Navy Act 1748
- Parliament of Great Britain
- Long title: An Act for amending, explaining, and reducing into One Act of Parliament, the Laws relating to the Government of His Majesty's Ships, Vessels, and Forces by Sea.
- Citation: 22 Geo. 2. c. 33
- Territorial extent: Great Britain

Dates
- Royal assent: 26 May 1749
- Commencement: 25 December 1749
- Repealed: 1 April 1861

Other legislation
- Repeals/revokes: See § Repealed enactments
- Amended by: See § Repealed enactments
- Repealed by: Naval Discipline Act 1860

Status: Repealed

Text of statute as originally enacted

= Navy Act 1748 =

Act of the Parliament of Great Britain

The Consolidation Act 1749 or the Navy Act 1748 (22 Geo. 2. c. 33) was an act of the Parliament of Great Britain passed in 1749 to reorganise the Royal Navy.

== Repealed enactments ==
Section 1 of the act repealed 6 enactments, listed in that section, effective 25 December 1749.

Section 26 of the act provided that the repeal of the enactments would not affect any prosecutions or punishments commenced or done under those enactments before 25 December 1749.

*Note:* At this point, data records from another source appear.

PR #380, opened 2018-11-16
Optimize warm-reboot speed on dumping and rebooting

qiluo-msft:
1. dump the redis parallelly
2. reboot: don't write wtmp record, don't send wall message

### DIFF
--- a/scripts/fast-reboot
+++ b/scripts/fast-reboot
@@ -144,17 +144,25 @@ if [[ "$REBOOT_TYPE" = "warm-reboot" ]]; then
     mkdir -p $WARM_DIR
     # Note: requiring redis-dump-load
     # Save applDB in /host/warm-reboot/appl_db.json
-    $DUMP_CMD -d 0 -o $WARM_DIR/appl_db.json
+    local pids=()
+    $DUMP_CMD -d 0 -o $WARM_DIR/appl_db.json &
+    pids+=($!)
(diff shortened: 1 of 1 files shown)


pavel-shirshov:
redis has one thread for everything. So dump it parallelly could take it longer. I'd suggest to test it.

qiluo-msft:
Tested on Mellanox 2700 (2 processors)
9.10 s -> 5.69 s

scripts/fast-reboot
```diff
@@ -188,7 +196,7 @@ sync
 
 # Reboot: explicity call Linux native reboot under sbin
 echo "Rebooting to $NEXT_SONIC_IMAGE..."
-exec /sbin/reboot
+exec /sbin/reboot --no-wtmp --no-wall
```
jipanyang: With `--no-wtmp --no-wall`,  what is the reboot time improvement?   I observed reboot command taking around 15seconds to print out fist message, but Pavel mentioned he only saw ~1 second delay.

qiluo-msft: I believe it is a minor minor improvement. No harm.

qiluo-msft: @pavel-shirshov for @jipanyang 's question

lguohan: also we should send wall message, it should not be time consuming at all. Not necessary to strip down this linux feature.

| Citation | Short title | Title | Extent of repeal |
|---|---|---|---|
| 13 Car. 2. st. 2. c. 9 | Navy Act 1661 | An act passed in the thirteenth year of the reign of King Charles the Second, intituled, An act for establishing articles and orders for the regulating and better government of his Majesty's navies, Ships of war, and forces by sea. | The whole act. |
| 2 W. & M. st. 2. c. 2 | Admiralty Act 1690 | An act passed in the second year of the reign of King William and Queen Mary, intituled, An act concerning the commissioners of the admiralty. | As directs the form of an oath to be taken by every officer present, upon all trials of offenders by courts-martial, to be held by virtue of any commission to be granted by the lord high admiral, or the commissioners for executing the office of lord high admiral. I.e., section 4. |
| 6 Geo. 1. c. 19 | Perpetuation of Acts, etc., 1719 | An act passed in the sixth year of the reign of King George the First, intituled, An act for making perpetual so much of an act made in the tenth year of the reign of Queen Anne, for the reviving and continuing several acts of parliament therein mentioned, as relates to the building and repairing county gaols; and also an act of the eleventh and twelfth years of the reign of King William the Third, for the more effectual suppression of piracy; and for making more effectual the act of the thirteenth year of the reign of King Charles the Second, intituled, An act for establishing articles and orders for the regulating and better government of his Majesty's navies, ships of war, and forces by sea. | As relates to the trial and punishment of persons who shall commit any of the crimes or offences mentioned in the said articles upon the shore, in any foreign part or parts. |
| 8 Geo. 1. c. 24 | Piracy Act 1721 | An act passed in the eighth year of the reign of King George the First, intituled, An act for the more effectual suppressing of piracy. | As directs the punishment to be inflicted by a court martial upon any captain, commander, or other officer of any his Majesty's ships or vessels of war, who shall receive on board, or permit to be received on board, any goods or merchandizes whatsoever, in order to trade or merchandize with the fame (except the goods and merchandizes therein excepted). |
| 18 Geo. 2. c. 35 | Navy Act 1744 | An act passed in the eighteenth year of the reign of his present Majesty, intituled An act for the regulating and better government of bis Majesty's navies, ships of war, and forces by sea; and for regulating the proceedings upon courts-martial in the sea service. | The whole act. |
| 21 Geo. 2. c. 11 | Navy Act 1747 | An act passed in the twenty first year of the reign of his present Majesty, intituled, An act for further regulating the proceedings upon courts-martial in the sea service; and for extending the discipline of the navy to the crews of his Majesty's ships wrecked, loft, or taken; and for continuing to them their wages upon certain conditions. | The whole act. |

== Subsequent developments ==
The Select Committee on Temporary Laws described this act as a Consolidation Act.

The whole act, so far as unrepealed, was repealed by section 86 of, and schedule to, the Naval Discipline Act 1860 (23 & 24 Vict. c. 123).